{
       "Semester": "Spring 2018",
       "Question Number": "1",
       "Part": "c",
       "Points": 4.0,
       "Topic": "Classifiers",
       "Type": "Text",
       "Question": "In this problem, we will consider two-dimensional input data vectors $x=\\left[x_{1}, x_{2}\\right]^{T}$. We will explore the impact of a feature transformation on various learning methods.
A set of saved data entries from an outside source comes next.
PR #1800, opened 2018-09-26
Minor nits

martinduke:
Added a few explicit statements about how TCP-TLS and QUIC-TLS differ. Synced with the transport draft about which frames are allowed in which contexts.

### DIFF
--- a/draft-ietf-quic-tls.md
+++ b/draft-ietf-quic-tls.md
@@ -161,6 +161,9 @@ series of typed TLS records. Records are individually cryptographically
 protected and then transmitted over a reliable transport (typically TCP) which
 provides sequencing and guaranteed delivery.
 
+Note that Change Cipher Spec records, optional in TLS over TCP, have no
+encoding for TLS over QUIC.
+
 The TLS authenticated key exchange occurs between two entities: client and
 server.  The client initiates the exchange and the server responds.  If the key
 exchange completes successfully, both client and server will agree on a secret.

We will be using the feature transformation $$ \\phi(x)=\\left[1, x_{1}, x_{2}, x_{1} x_{2}, x_{1}^{2}, x_{2}^{2}\\right]^{T} $$ Consider the following $2 \\mathrm{D}$ data sets: Classic XOR: positive: $(0,1),(1,0)$ and negative: $(0,0),(1,1)$. Signed XOR: positive: $(-1,1),(1,-1)$ and negative: $(-1,-1),(1,1)$  For the dataset indicated below, could a one-hidden-layer neural network with $x_{1}$ and $x_{2}$ as inputs, a layer of up to four relu units and a final tanh output unit be trained to separate the data set? The network is specified as follows: $$ \\begin{aligned} &z=W^{T} x+W_{0} \\\\ &o=\\tanh \\left(V^{T} \\operatorname{relu}(z)+V_{0}\\right) \\end{aligned} $$ Assuming you use $k \\leq 4$ hidden units, $W$ is $2 \\times k$, $W_{0}$ is $k \\times 1$ and $V$ is $k \\times 1$ and $V_{0}$ is $1 \\times 1$. Signed XOR: positive: $(-1,1),(1,-1)$ and negative: $(-1,-1),(1,1)$",
       "Solution": " Yes. The simplest way is to have four ReLU units. The $i$ th ReLU unit is responsible for being positive when given the $i$ th input, and negative when given any of the other three inputs. The connection between the $i$ th ReLU unit and the tanh layer should be a large positive number when the $i$ th label is $+1$, and a large negative number when the $i$ th label is $-1$."
}